*What this task involves*. The expected output is an exact restatement of all the records.

•••••

PR #725, opened 2025-02-28
feat: introduce KPI metrics for broken-backlinks

dzehnder:
Introducing KPI metrics for broken backlinks.
Can only be merged once https://github.com/adobe/spacecat-import-worker/pull/240 has been merged

### DIFF
--- a/src/backlinks/kpi-metrics.js
+++ b/src/backlinks/kpi-metrics.js
@@ -1,0 +1,72 @@
+/*
+ * Copyright 2025 Adobe. All rights reserved.
+ * This file is licensed to you under the Apache License, Version 2.0 (the "License");
+ * you may not use this file except in compliance with the License. You may obtain a copy
+ * of the License at http://www.apache.org/licenses/LICENSE-2.0
+ *
+ * Unless required by applicable law or agreed to in writing, software distributed under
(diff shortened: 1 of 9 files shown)


src/backlinks/kpi-metrics.js
```diff
@@ -0,0 +1,72 @@
...
+    log.info(`No RUM traffic data found for site ${siteId}`);
+    return null;
+  }
+
+  const organicTrafficData = await getStoredMetrics(
+    { source: 'ahrefs', metric: 'organic-traffic', siteId },
+    context,
+  );
+
+  if (!isNonEmptyArray(organicTrafficData)) {
```
alinarublea, line 33: I think if there is no organic traffic we can approximate the CPC value to 1

iuliag (approved):
In the future, we'll have to centralize the logic that looks at the latest organic traffic data and computes CPC, as this is now also in https://github.com/adobe/spacecat-api-service/blob/e0e3d1e2310636055b037d24d8ddc038114e31bb/src/controllers/sites.js#L423-L439 and https://github.com/adobe/spacecat-import-worker/blob/e0ae0953ae33aac5775a7e2a9a5d954553f35a36/src/mapper/latest-metrics.js#L30-L35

•••••

*The answer*.
PR #725, opened 2025-02-28
feat: introduce KPI metrics for broken-backlinks

dzehnder:
Introducing KPI metrics for broken backlinks.
Can only be merged once https://github.com/adobe/spacecat-import-worker/pull/240 has been merged

### DIFF
--- a/src/backlinks/kpi-metrics.js
+++ b/src/backlinks/kpi-metrics.js
@@ -1,0 +1,72 @@
+/*
+ * Copyright 2025 Adobe. All rights reserved.
+ * This file is licensed to you under the Apache License, Version 2.0 (the "License");
+ * you may not use this file except in compliance with the License. You may obtain a copy
+ * of the License at http://www.apache.org/licenses/LICENSE-2.0
+ *
+ * Unless required by applicable law or agreed to in writing, software distributed under
(diff shortened: 1 of 9 files shown)


src/backlinks/kpi-metrics.js
```diff
@@ -0,0 +1,72 @@
...
+    log.info(`No RUM traffic data found for site ${siteId}`);
+    return null;
+  }
+
+  const organicTrafficData = await getStoredMetrics(
+    { source: 'ahrefs', metric: 'organic-traffic', siteId },
+    context,
+  );
+
+  if (!isNonEmptyArray(organicTrafficData)) {
```
alinarublea, line 33: I think if there is no organic traffic we can approximate the CPC value to 1

iuliag (approved):
In the future, we'll have to centralize the logic that looks at the latest organic traffic data and computes CPC, as this is now also in https://github.com/adobe/spacecat-api-service/blob/e0e3d1e2310636055b037d24d8ddc038114e31bb/src/controllers/sites.js#L423-L439 and https://github.com/adobe/spacecat-import-worker/blob/e0ae0953ae33aac5775a7e2a9a5d954553f35a36/src/mapper/latest-metrics.js#L30-L35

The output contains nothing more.